DATA SUPPLIED:
....

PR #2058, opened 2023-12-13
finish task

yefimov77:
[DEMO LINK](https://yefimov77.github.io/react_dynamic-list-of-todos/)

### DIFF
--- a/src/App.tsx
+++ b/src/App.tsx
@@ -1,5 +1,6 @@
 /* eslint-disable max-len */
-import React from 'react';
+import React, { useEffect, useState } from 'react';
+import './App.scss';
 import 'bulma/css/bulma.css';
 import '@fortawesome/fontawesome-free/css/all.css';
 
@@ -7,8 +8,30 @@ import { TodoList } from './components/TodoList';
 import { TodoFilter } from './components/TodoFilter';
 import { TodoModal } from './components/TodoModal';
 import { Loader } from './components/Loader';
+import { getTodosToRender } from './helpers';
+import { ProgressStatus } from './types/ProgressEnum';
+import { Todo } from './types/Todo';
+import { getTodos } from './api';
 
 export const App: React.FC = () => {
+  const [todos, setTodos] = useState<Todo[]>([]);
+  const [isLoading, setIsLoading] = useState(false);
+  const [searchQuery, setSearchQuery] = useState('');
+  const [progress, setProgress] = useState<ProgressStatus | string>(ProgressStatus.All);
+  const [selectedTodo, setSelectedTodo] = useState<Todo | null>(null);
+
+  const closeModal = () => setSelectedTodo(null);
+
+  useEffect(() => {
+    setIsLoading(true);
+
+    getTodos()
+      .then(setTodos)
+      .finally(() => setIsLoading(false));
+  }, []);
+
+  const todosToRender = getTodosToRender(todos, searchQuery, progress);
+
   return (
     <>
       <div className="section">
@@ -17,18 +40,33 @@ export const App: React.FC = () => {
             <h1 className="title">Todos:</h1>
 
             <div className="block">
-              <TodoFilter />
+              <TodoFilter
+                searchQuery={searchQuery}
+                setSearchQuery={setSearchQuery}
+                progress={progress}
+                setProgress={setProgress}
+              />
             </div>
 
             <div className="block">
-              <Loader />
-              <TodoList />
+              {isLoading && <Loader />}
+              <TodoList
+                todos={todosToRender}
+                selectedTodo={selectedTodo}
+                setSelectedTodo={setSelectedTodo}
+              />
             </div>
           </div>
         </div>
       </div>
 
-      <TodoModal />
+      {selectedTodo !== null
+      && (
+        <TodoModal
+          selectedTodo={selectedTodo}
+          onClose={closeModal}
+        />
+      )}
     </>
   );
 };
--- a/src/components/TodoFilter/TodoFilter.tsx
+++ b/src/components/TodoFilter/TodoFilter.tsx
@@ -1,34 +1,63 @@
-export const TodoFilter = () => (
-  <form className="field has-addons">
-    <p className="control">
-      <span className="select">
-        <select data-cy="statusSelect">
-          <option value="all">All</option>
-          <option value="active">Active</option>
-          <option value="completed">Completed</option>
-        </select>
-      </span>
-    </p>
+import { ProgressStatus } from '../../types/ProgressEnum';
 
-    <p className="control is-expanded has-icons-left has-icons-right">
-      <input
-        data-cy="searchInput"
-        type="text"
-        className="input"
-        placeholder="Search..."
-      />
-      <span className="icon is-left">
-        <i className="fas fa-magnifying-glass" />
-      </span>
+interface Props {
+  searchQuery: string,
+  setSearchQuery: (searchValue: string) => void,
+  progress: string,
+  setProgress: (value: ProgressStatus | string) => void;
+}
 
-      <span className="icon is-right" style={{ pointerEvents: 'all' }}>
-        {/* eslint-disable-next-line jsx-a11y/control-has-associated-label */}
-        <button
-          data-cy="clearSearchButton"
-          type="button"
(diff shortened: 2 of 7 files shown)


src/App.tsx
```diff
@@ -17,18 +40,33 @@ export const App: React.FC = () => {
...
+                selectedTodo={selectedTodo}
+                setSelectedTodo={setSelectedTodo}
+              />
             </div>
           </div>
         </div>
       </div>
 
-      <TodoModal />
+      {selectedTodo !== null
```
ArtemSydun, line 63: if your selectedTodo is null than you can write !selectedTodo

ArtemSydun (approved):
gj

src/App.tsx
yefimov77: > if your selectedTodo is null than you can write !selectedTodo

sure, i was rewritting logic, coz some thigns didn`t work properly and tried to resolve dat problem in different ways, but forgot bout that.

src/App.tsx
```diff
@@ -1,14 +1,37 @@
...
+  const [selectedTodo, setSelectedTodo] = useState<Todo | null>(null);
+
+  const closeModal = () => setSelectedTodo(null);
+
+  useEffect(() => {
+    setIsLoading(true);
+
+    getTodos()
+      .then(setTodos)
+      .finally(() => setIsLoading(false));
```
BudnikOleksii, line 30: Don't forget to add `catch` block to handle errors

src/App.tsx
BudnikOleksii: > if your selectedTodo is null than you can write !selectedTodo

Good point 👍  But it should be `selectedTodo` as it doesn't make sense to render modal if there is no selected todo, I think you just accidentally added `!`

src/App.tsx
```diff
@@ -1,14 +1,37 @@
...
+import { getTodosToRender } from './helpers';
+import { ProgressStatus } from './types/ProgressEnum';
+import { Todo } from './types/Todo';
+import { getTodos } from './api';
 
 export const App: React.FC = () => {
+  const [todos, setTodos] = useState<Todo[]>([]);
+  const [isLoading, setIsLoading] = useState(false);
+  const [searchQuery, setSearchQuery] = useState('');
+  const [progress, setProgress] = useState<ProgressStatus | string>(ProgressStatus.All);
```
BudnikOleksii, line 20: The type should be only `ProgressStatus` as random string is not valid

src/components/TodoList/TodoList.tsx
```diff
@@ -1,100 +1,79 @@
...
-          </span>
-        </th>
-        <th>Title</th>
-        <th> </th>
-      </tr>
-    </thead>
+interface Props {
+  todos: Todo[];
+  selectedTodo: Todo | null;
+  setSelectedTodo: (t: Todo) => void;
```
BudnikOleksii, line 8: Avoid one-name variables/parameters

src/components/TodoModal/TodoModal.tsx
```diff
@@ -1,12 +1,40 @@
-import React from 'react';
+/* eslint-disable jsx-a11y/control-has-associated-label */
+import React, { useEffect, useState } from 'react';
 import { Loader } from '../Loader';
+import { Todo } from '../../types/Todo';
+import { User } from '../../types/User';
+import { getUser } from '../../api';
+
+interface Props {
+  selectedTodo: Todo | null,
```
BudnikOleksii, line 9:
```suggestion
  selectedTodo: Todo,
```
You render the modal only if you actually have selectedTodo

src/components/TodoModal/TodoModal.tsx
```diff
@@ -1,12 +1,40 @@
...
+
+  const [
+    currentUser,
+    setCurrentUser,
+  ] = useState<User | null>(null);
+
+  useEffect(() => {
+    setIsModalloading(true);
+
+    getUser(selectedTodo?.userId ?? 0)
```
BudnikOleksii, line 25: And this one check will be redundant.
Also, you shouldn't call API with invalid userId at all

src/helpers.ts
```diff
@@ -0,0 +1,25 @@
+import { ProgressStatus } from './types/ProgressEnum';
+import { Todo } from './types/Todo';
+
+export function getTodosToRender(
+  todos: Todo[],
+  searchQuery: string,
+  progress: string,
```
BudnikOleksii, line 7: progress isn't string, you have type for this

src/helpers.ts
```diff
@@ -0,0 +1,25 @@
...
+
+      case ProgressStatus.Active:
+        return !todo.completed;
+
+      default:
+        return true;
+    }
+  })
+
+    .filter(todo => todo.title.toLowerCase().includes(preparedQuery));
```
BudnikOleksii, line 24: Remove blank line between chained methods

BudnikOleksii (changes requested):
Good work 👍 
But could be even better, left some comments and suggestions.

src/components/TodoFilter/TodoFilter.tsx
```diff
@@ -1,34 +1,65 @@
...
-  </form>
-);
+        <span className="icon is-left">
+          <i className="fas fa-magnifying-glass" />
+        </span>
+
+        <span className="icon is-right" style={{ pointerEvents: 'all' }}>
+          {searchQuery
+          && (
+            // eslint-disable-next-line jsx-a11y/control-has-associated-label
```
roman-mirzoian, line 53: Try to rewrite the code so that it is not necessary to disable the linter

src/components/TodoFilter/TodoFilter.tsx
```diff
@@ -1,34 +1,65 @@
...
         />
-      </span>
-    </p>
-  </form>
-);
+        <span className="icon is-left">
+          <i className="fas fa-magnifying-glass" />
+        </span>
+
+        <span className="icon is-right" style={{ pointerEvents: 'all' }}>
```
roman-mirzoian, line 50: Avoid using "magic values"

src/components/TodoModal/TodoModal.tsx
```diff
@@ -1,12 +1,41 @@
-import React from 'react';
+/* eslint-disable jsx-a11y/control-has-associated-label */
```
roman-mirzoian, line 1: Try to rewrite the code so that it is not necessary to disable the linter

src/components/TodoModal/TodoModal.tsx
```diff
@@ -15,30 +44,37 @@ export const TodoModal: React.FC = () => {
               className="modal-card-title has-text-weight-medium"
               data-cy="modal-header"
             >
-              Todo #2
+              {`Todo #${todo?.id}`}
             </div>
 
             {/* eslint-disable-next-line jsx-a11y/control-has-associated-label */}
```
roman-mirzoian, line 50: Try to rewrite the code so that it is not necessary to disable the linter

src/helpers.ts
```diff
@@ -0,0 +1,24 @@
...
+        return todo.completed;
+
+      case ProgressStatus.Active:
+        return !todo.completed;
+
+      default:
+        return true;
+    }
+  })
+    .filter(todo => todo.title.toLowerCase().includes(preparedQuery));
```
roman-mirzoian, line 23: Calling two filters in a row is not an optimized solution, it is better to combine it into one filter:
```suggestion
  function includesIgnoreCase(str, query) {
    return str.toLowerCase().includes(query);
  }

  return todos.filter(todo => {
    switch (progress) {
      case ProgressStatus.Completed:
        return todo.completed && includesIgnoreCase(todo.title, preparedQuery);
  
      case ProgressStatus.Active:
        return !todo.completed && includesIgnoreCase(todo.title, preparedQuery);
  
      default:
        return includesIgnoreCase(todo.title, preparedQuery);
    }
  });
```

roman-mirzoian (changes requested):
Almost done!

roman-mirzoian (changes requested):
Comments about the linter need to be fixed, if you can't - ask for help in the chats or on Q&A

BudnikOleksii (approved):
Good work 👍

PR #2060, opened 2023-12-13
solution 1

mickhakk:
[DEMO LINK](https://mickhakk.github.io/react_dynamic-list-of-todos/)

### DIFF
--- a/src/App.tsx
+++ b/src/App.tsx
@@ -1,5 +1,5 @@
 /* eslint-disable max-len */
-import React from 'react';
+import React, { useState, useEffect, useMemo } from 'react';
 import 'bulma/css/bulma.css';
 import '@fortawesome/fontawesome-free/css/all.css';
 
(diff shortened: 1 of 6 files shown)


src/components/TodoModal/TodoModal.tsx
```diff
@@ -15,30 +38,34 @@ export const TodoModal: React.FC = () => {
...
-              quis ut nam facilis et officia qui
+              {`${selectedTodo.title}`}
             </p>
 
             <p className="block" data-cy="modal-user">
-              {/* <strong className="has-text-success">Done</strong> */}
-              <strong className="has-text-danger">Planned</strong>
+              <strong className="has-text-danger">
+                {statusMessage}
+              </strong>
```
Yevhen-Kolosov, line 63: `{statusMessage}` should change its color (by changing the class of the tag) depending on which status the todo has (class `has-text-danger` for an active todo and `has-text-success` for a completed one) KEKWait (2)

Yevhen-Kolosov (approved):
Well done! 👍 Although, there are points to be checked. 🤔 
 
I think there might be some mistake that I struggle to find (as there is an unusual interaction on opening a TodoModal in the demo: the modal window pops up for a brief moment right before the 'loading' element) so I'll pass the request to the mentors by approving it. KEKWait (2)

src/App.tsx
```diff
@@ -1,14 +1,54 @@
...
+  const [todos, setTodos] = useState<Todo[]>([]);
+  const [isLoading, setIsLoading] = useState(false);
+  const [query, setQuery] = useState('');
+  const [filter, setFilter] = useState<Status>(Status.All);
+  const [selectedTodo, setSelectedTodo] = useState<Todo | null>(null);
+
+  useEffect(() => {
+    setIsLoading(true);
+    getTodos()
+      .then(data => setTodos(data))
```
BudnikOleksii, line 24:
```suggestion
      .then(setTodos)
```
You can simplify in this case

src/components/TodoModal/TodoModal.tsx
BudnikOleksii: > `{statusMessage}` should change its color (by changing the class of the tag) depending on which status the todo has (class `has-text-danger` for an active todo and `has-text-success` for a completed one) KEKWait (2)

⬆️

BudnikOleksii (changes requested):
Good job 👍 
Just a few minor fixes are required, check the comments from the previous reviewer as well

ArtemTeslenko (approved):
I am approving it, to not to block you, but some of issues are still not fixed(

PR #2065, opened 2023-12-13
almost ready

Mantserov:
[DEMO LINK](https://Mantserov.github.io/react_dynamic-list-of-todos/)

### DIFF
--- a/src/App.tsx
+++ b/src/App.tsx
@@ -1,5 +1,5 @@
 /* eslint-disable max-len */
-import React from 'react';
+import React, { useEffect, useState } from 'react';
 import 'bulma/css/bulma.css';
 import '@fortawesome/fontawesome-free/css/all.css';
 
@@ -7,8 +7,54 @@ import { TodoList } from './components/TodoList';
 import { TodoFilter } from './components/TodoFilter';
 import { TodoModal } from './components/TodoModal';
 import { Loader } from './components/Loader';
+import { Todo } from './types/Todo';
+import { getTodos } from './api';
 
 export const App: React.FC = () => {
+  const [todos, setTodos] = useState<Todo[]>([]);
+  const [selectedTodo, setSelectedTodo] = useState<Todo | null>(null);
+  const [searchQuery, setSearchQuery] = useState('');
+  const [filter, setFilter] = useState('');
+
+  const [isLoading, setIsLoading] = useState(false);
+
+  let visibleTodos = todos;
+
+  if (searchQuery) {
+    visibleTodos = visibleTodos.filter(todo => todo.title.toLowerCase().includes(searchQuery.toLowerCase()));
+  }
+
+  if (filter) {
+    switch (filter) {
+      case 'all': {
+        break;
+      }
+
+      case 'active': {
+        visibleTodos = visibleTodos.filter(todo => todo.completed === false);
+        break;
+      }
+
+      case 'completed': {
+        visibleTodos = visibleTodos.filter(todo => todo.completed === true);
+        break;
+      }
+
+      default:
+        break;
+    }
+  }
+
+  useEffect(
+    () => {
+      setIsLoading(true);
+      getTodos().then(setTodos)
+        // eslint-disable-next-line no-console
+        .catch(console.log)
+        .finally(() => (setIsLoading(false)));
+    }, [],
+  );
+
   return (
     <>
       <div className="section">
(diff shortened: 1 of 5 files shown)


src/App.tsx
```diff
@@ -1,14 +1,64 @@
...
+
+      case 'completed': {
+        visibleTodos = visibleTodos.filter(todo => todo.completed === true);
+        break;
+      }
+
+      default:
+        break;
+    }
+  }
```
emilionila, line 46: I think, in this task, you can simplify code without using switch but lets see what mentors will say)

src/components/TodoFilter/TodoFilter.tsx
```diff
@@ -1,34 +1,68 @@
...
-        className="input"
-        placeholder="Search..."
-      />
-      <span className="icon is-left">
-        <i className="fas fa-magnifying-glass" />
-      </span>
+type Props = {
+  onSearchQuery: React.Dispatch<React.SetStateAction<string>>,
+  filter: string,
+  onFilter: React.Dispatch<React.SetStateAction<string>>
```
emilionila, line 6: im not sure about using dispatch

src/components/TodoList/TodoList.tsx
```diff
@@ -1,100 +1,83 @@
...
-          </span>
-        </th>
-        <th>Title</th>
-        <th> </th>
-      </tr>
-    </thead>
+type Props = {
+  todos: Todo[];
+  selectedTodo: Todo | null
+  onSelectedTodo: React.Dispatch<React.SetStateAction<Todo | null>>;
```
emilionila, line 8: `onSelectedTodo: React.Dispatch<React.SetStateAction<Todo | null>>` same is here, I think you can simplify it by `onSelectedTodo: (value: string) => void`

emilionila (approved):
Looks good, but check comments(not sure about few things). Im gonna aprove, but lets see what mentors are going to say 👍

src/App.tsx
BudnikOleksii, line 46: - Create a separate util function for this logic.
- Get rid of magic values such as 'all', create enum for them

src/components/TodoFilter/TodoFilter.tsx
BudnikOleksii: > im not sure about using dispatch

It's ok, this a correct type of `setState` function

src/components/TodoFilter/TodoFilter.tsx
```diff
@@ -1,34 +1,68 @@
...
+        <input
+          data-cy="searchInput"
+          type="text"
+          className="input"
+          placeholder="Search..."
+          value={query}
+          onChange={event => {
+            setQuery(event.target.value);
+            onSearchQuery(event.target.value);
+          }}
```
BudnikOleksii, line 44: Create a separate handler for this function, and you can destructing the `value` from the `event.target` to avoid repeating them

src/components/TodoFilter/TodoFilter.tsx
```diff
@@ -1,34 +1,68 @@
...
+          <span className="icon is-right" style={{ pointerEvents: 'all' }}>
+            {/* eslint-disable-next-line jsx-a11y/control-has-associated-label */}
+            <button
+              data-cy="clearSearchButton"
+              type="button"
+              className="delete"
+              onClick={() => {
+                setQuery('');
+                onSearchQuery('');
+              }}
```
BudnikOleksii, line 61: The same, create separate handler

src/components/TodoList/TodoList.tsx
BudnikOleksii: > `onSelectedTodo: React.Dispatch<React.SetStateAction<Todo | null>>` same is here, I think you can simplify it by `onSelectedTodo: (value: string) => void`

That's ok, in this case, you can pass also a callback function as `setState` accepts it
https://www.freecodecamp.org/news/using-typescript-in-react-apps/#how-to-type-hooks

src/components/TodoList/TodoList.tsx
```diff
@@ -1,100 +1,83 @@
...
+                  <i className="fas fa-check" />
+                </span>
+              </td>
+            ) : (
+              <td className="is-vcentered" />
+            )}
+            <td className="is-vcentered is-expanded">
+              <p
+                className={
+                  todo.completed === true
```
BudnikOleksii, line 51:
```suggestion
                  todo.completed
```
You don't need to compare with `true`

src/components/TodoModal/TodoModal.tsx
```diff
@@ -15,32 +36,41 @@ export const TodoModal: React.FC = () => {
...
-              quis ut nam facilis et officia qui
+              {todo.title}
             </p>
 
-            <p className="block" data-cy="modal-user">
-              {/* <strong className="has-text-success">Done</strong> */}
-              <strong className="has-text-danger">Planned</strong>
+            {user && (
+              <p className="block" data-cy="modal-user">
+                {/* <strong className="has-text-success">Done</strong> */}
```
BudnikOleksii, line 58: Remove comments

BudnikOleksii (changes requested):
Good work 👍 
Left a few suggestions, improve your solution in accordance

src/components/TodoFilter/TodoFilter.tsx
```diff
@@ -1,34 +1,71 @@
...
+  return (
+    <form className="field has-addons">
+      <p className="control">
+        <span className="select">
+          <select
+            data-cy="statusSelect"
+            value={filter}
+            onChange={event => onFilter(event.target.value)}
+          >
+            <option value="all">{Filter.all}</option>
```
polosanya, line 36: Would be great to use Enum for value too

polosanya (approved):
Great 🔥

....

AIM OF THE TASK: Pull every line containing "Remove" out of the entries.

SOLVED PROBLEM:
BudnikOleksii, line 24: Remove blank line between chained methods
BudnikOleksii, line 58: Remove comments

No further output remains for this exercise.